Please output exactly the part of the records below that opens with the line containing "training metrics, validations, checkpoints, and" and closes with the line containing "->>const.metric_name)::float8 AS validation_metric", both lines included, and nothing else.

(Stored items)
[Start of section]
PR #1890, opened 2021-01-29
refactor: replace step IDs with total batch in the DB

shiyuann:
## Description

Replace the use of step id with the total batch in the DB. Any checkpoint, training metric, validation can be located with a trial id and a total batch number. They used to depend on the concept of steps. In order to hand over the control on checkpointing and validating to the user code, all the internal use of steps should be abandoned.

In the meantime, remove the constraint that all checkpoints and validations need to be associated with a step. We will change the restful APIs later to return the checkpoints and validations of all total_batches rather than just those of steps.

## Test Plan

1. Use the CI for testing.
2. Manually test running experiments of constant hp params and adaptive hp search on 
training metrics, validations, checkpoints, and fault tolerance.

## Commentary (optional)

N/A

## Checklist

### DIFF
--- a/master/internal/db/postgres.go
+++ b/master/internal/db/postgres.go
@@ -222,7 +222,7 @@ FROM (
                        (SELECT v.metrics
                         FROM validations v
                         WHERE v.trial_id = t.id AND v.state = 'COMPLETED'
-                        ORDER BY v.step_id DESC
+                        ORDER BY v.total_batches DESC
                         LIMIT 1
                        ) AS latest_validation_metrics,
                        (SELECT count(*)
@@ -239,12 +239,12 @@ FROM (
                        ) AS best_validation_metric,
                        (SELECT row_to_json(bc)
                         FROM (
-                            SELECT c.id, c.uuid, c.trial_id, c.step_id, c.state,
+                            SELECT c.id, c.uuid, c.trial_id, c.total_batches, c.state,
                                    c.start_time, c.end_time, c.resources, c.metadata,
                                    (v.metrics->'validation_metrics'
                                              ->>const.metric_name)::float8 AS validation_metric
                             FROM checkpoints c LEFT JOIN validations v
-                            ON c.trial_id = v.trial_id AND c.step_id = v.step_id, const
+                            ON c.trial_id = v.trial_id AND c.total_batches = v.total_batches, const
                             WHERE c.trial_id = t.id
                               AND c.state = 'COMPLETED'
                               AND v.state = 'COMPLETED'
@@ -363,16 +363,16 @@ FROM (
                      (SELECT row_to_json(c)
                       FROM (
                           SELECT c.end_time, c.id, c.metadata, c.resources, c.start_time, c.state,
-                                 c.step_id, c.trial_id, c.uuid
+                                 c.total_batches, c.trial_id, c.uuid
                           FROM checkpoints c
-                          WHERE c.trial_id = t.id AND c.step_id = s.id
+                          WHERE c.trial_id = t.id AND c.total_batches = s.total_batches
                       ) c) AS checkpoint,
                      (SELECT row_to_json(v)
                       FROM (
-                          SELECT v.end_time, v.id, v.metrics, v.start_time, v.state, v.step_id,
-                                 v.trial_id
+                          SELECT v.end_time, v.id, v.metrics, v.start_time, v.state, 
+                                 v.total_batches, v.trial_id
                           FROM validations v
-                          WHERE v.trial_id = t.id AND v.step_id = s.id
+                          WHERE v.trial_id = t.id AND v.total_batches = s.total_batches
                       ) v) AS validation
                      FROM steps s
                      WHERE s.trial_id = t.id
@@ -437,8 +437,8 @@ FROM (
                 -- We can't use a computed column in a WHERE clause for the same query, which we
                 -- would like to do here with the "steps" column, so do this subquery.
                 SELECT * FROM (
-                    SELECT c.id, c.trial_id, c.step_id, c.state, c.start_time, c.end_time, c.uuid,
-                           c.resources, c.metadata,
+                    SELECT c.id, c.trial_id, c.total_batches, c.state, c.start_time, c.end_time,
+                           c.uuid, c.resources, c.metadata,
                            (SELECT row_to_json(s)
                             FROM (
                                 SELECT s.end_time, s.id, s.start_time, s.state, s.trial_id,
@@ -446,13 +446,14 @@ FROM (
                                     (SELECT row_to_json(v)
                                     FROM (
                                         SELECT v.end_time, v.id, v.metrics, v.start_time,
-                                            v.state, v.step_id, v.trial_id
+                                            v.state, v.total_batches, v.trial_id
                                         FROM validations v
-                                        WHERE v.trial_id = s.trial_id AND v.step_id = s.id
+                                        WHERE v.trial_id = s.trial_id
+                                              AND v.total_batches = s.total_batches
                                     ) v
                                     ) AS validation
                                 FROM steps s
-                                WHERE s.id = c.step_id AND s.trial_id = c.trial_id
+                                WHERE s.total_batches = c.total_batches AND s.trial_id = c.trial_id
                             ) s
                            ) AS step
                     FROM checkpoints c, trials t, const
@@ -536,20 +537,20 @@ FROM (
                 (SELECT coalesce(jsonb_agg(s ORDER BY id ASC), '[]'::jsonb)
                  FROM (
                      SELECT s.end_time, s.id, s.start_time, s.state, s.trial_id, s.num_batches,
-                     s.prior_batches_processed,
+                     s.prior_batches_processed, s.total_batches,
                      (SELECT row_to_json(c)
                       FROM (
                           SELECT c.end_time, c.id, c.metadata, c.resources, c.start_time, c.state,
-                                 c.step_id, c.trial_id, c.uuid
+                                 c.total_batches, c.trial_id, c.uuid
                           FROM checkpoints c
-                          WHERE c.trial_id = t.id AND c.step_id = s.id
+                          WHERE c.trial_id = t.id AND c.total_batches = s.total_batches
                       ) c) AS checkpoint,
                      (SELECT row_to_json(v)
                       FROM (
-                          SELECT v.end_time, v.id, v.metrics, v.start_time, v.state, v.step_id,
-                                 v.trial_id
+                          SELECT v.end_time, v.id, v.metrics, v.start_time, v.state, 
+                                 v.total_batches, v.trial_id
                           FROM validations v
-                          WHERE v.trial_id = t.id AND v.step_id = s.id
+                          WHERE v.trial_id = t.id AND v.total_batches = s.total_batches
                       ) v) AS validation
                      FROM steps s
                      WHERE s.trial_id = t.id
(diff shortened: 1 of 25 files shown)


master/internal/db/postgres_checkpoints.go
```diff
@@ -0,0 +1,204 @@
...
+	"github.com/google/uuid"
+	_ "github.com/jackc/pgx/v4/stdlib" // Import Postgres driver.
+	"github.com/pkg/errors"
+
+	"github.com/determined-ai/determined/master/pkg/model"
+)
+
+// AddCheckpoint adds the checkpoint to the database and sets its ID.
+func (db *PgDB) AddCheckpoint(checkpoint *model.Checkpoint) error {
+	if !checkpoint.IsNew() {
```
stoksc, line 18: We lost some correctness constraints provided by the data model here. Should we add them back in until we're ready to part with them? (e.g. the check that a step at least exists for this and should we wait until the API is exposed? even when it is, should creating a validation without a step attached to it create a metric-less step at that many batches so that the UI still remains useful exactly as it is?)

master/internal/db/postgres_validations.go
```diff
@@ -0,0 +1,116 @@
...
+	_ "github.com/golang-migrate/migrate/source/file" // Load migrations from files.
+	_ "github.com/jackc/pgx/v4/stdlib"                // Import Postgres driver.
+	"github.com/pkg/errors"
+
+	"github.com/determined-ai/determined/master/pkg/model"
+)
+
+// AddValidation adds the validation to the database and sets its ID.
+func (db *PgDB) AddValidation(validation *model.Validation) error {
+	if !validation.IsNew() {
```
[End of section]
● Result for this task
training metrics, validations, checkpoints, and fault tolerance.

## Commentary (optional)

N/A

## Checklist

### DIFF
--- a/master/internal/db/postgres.go
+++ b/master/internal/db/postgres.go
@@ -222,7 +222,7 @@ FROM (
                        (SELECT v.metrics
                         FROM validations v
                         WHERE v.trial_id = t.id AND v.state = 'COMPLETED'
-                        ORDER BY v.step_id DESC
+                        ORDER BY v.total_batches DESC
                         LIMIT 1
                        ) AS latest_validation_metrics,
                        (SELECT count(*)
@@ -239,12 +239,12 @@ FROM (
                        ) AS best_validation_metric,
                        (SELECT row_to_json(bc)
                         FROM (
-                            SELECT c.id, c.uuid, c.trial_id, c.step_id, c.state,
+                            SELECT c.id, c.uuid, c.trial_id, c.total_batches, c.state,
                                    c.start_time, c.end_time, c.resources, c.metadata,
                                    (v.metrics->'validation_metrics'
                                              ->>const.metric_name)::float8 AS validation_metric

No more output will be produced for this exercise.